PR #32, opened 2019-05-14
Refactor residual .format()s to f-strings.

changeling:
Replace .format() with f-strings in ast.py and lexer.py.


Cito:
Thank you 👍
* * *
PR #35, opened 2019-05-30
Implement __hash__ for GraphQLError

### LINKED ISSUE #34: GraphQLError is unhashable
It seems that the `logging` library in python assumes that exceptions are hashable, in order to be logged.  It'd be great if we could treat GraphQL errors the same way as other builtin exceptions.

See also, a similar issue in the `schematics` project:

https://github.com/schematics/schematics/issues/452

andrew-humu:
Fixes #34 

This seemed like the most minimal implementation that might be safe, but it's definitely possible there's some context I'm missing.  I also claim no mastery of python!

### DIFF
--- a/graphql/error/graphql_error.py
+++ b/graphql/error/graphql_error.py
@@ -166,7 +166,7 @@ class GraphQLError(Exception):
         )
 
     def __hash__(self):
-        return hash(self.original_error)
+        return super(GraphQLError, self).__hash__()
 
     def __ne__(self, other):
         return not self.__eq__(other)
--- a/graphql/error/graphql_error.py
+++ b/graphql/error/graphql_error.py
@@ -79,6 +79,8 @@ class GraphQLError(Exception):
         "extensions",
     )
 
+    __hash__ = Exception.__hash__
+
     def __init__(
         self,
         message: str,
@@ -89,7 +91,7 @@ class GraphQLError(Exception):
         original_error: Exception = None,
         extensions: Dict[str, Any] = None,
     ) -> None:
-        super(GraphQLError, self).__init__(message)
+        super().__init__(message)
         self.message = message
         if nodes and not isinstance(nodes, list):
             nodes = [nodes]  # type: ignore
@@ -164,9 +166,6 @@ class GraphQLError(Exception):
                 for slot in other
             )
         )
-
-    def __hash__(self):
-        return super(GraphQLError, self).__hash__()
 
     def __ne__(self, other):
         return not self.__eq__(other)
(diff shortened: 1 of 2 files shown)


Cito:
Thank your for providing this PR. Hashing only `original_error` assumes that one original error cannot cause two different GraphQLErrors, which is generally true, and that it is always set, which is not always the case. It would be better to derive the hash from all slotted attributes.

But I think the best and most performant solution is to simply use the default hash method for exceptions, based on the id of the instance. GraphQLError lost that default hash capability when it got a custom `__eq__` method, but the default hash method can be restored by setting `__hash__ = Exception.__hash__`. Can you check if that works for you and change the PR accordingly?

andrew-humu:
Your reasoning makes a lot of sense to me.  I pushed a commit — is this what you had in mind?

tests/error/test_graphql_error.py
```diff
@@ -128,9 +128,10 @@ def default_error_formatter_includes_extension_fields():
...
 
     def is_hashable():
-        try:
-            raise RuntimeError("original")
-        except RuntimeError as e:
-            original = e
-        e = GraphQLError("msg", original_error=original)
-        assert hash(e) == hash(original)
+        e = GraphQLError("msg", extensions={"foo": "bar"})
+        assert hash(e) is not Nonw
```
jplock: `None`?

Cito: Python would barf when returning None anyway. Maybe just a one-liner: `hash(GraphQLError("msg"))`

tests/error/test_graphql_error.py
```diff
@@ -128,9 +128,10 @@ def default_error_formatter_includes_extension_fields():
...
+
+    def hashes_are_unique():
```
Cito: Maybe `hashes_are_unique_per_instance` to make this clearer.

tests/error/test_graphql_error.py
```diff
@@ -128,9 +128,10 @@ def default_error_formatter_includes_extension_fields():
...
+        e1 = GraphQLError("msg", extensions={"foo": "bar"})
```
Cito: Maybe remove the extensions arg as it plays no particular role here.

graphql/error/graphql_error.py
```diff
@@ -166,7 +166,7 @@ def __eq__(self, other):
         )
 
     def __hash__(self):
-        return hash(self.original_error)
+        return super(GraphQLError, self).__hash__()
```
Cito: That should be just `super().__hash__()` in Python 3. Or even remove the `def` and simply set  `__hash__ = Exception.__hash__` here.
---
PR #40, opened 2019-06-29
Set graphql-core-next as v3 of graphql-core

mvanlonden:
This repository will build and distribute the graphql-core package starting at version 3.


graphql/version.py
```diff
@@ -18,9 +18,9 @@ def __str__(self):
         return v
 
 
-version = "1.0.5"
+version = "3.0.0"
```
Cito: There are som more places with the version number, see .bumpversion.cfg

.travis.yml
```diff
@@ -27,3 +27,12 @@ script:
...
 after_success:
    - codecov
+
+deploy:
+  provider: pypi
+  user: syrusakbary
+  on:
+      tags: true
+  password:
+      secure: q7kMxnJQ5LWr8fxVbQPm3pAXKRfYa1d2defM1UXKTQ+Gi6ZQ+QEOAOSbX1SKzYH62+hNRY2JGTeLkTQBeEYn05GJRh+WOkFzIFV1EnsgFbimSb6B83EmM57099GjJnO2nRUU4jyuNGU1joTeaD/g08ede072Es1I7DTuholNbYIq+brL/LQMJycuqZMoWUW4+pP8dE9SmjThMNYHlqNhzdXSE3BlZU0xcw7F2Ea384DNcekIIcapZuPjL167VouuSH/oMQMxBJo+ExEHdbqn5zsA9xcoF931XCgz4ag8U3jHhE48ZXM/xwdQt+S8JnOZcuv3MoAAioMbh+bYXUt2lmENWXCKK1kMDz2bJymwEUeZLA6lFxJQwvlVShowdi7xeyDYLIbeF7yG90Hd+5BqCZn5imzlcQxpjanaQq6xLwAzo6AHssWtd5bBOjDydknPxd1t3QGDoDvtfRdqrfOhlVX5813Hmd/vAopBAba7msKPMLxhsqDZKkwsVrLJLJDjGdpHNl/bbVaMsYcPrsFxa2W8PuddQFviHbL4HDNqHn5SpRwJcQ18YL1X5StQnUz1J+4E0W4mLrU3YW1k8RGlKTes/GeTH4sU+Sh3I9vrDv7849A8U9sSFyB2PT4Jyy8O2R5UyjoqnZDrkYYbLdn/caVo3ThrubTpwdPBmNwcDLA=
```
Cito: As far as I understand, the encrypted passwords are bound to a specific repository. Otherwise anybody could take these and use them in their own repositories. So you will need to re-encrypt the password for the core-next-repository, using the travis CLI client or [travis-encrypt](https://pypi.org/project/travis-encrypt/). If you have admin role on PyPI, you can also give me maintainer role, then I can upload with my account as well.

Directions for this task: When a line of the records includes "assert", that line belongs in the answer.

Answer to this problem:
-        assert hash(e) == hash(original)
+        assert hash(e) is not Nonw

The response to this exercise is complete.